[Source records]
=== Begin Enclosure ===

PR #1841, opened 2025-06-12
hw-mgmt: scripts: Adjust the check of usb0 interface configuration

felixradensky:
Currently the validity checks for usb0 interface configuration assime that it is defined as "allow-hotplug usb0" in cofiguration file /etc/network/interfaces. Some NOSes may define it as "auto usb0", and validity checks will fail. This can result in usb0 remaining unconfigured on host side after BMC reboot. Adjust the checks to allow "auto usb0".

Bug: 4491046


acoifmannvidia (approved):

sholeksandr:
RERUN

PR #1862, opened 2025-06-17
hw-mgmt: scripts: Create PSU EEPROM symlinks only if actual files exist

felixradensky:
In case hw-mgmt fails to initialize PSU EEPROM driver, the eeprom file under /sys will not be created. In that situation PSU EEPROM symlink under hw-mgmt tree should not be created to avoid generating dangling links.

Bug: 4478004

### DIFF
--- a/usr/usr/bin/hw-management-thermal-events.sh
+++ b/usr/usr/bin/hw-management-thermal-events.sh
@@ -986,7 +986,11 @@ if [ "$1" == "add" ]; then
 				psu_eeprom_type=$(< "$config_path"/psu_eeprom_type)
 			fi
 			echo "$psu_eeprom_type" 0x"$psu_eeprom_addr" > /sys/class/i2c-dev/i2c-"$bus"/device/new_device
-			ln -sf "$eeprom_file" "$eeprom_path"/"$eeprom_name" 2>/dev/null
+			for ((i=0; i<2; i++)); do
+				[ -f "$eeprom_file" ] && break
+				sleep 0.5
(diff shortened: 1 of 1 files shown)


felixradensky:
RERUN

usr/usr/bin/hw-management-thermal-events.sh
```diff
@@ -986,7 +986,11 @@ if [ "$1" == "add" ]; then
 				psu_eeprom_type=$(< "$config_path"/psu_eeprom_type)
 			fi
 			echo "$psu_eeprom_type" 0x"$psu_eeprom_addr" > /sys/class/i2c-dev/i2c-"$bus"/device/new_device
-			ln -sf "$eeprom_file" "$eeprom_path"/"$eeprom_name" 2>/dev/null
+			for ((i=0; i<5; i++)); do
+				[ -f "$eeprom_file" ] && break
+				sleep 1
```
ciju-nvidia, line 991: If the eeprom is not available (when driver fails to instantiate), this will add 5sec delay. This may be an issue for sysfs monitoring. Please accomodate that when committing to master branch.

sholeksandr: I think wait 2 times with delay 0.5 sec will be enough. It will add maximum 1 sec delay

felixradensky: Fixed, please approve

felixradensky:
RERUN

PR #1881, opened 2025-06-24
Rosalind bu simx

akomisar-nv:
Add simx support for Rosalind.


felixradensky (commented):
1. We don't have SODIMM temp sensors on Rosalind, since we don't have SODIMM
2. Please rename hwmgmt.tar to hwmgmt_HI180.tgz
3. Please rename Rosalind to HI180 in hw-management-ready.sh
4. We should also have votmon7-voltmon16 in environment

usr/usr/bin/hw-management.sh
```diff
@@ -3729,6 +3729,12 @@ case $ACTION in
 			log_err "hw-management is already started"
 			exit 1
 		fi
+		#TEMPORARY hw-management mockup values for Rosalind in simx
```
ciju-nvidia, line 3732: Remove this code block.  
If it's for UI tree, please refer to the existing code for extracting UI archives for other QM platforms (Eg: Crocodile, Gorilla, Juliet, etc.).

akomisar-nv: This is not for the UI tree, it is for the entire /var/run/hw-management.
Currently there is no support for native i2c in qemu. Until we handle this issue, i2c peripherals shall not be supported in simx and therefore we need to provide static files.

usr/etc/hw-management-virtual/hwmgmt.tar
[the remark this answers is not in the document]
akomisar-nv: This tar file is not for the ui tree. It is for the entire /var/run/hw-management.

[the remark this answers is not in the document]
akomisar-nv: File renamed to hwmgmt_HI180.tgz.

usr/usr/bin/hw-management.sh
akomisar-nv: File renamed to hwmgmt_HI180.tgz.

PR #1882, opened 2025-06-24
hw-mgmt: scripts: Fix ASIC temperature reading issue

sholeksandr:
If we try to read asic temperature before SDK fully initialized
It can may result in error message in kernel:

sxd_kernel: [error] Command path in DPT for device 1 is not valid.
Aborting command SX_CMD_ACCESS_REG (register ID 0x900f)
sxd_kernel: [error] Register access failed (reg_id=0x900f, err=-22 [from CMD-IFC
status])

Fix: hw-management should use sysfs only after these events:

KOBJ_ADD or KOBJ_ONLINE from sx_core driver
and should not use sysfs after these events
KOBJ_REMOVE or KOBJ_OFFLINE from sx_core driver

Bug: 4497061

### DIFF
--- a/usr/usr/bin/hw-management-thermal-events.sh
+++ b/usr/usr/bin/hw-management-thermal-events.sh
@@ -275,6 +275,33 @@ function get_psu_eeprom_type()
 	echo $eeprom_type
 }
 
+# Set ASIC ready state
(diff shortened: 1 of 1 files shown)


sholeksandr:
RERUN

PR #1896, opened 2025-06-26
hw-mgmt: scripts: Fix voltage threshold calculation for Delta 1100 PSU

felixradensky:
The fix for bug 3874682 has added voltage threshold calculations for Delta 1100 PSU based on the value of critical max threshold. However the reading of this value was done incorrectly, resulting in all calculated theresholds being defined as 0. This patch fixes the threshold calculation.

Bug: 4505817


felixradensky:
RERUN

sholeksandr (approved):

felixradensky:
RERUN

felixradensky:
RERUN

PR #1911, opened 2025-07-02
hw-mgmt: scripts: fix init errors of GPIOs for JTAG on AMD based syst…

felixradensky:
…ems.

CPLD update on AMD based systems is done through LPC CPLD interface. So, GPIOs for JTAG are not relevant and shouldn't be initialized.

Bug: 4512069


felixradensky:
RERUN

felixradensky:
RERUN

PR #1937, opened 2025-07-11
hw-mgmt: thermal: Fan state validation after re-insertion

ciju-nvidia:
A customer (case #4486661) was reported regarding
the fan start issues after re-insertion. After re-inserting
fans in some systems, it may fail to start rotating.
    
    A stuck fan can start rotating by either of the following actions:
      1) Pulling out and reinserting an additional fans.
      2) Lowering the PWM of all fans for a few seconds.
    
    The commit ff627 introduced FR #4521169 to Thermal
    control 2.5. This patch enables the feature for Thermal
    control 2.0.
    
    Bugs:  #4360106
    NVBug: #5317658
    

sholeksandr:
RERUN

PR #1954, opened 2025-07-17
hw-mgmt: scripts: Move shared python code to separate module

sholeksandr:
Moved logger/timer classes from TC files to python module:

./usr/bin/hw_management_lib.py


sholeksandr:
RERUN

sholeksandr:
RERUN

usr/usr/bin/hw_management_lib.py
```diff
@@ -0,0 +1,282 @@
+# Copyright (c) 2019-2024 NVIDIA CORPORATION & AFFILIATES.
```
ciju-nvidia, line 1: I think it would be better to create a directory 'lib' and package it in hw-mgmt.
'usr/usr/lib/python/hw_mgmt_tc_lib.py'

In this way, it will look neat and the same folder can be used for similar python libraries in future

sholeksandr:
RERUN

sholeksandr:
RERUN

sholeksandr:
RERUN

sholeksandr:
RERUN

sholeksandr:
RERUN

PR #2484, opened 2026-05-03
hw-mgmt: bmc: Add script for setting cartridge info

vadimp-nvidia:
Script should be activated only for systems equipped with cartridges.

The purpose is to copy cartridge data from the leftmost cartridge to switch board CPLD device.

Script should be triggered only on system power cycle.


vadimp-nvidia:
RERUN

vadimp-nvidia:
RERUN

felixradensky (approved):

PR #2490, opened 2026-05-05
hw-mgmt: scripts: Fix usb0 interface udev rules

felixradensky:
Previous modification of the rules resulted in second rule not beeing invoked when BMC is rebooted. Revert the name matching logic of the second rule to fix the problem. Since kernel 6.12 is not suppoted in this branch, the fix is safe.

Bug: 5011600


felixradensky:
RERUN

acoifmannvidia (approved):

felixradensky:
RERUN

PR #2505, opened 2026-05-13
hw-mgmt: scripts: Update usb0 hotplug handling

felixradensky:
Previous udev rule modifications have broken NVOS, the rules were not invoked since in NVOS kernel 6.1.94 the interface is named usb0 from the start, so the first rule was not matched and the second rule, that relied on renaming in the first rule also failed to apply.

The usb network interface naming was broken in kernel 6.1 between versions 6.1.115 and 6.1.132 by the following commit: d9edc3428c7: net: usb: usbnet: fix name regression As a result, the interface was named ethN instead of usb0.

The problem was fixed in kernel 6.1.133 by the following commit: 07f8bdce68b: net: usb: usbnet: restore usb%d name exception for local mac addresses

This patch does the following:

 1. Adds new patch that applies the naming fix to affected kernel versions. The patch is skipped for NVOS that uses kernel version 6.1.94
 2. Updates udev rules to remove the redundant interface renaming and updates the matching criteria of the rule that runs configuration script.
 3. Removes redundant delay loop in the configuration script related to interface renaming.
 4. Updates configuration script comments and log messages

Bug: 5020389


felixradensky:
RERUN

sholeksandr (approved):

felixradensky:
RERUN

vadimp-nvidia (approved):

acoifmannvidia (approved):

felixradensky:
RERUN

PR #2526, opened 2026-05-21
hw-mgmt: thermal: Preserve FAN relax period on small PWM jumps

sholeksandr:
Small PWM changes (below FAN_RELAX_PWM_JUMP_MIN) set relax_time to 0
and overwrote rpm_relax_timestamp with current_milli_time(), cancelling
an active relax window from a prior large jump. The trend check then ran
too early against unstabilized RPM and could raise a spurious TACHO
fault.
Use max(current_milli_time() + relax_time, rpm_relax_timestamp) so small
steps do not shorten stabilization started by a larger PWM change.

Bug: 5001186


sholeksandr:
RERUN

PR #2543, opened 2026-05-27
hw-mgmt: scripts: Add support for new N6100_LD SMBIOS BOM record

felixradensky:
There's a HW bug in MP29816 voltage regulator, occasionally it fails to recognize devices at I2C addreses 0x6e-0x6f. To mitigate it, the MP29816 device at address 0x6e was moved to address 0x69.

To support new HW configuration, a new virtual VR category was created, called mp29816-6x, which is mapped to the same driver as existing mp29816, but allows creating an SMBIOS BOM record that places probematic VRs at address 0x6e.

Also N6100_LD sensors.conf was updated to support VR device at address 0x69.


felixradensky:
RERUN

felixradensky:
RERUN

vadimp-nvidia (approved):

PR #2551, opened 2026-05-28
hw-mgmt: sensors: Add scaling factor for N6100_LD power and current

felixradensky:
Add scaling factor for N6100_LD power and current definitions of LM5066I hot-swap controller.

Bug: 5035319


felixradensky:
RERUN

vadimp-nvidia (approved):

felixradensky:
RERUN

=== End Enclosure ===

• **Work instruction**
All lines above between those holding "Currently there is" and "usr/etc/hw-management-virtual/hwmgmt.tar", inclusive, must be set down unchanged, and no other line may be included.

• **Solution to the exercise**
Currently there is no support for native i2c in qemu. Until we handle this issue, i2c peripherals shall not be supported in simx and therefore we need to provide static files.

usr/etc/hw-management-virtual/hwmgmt.tar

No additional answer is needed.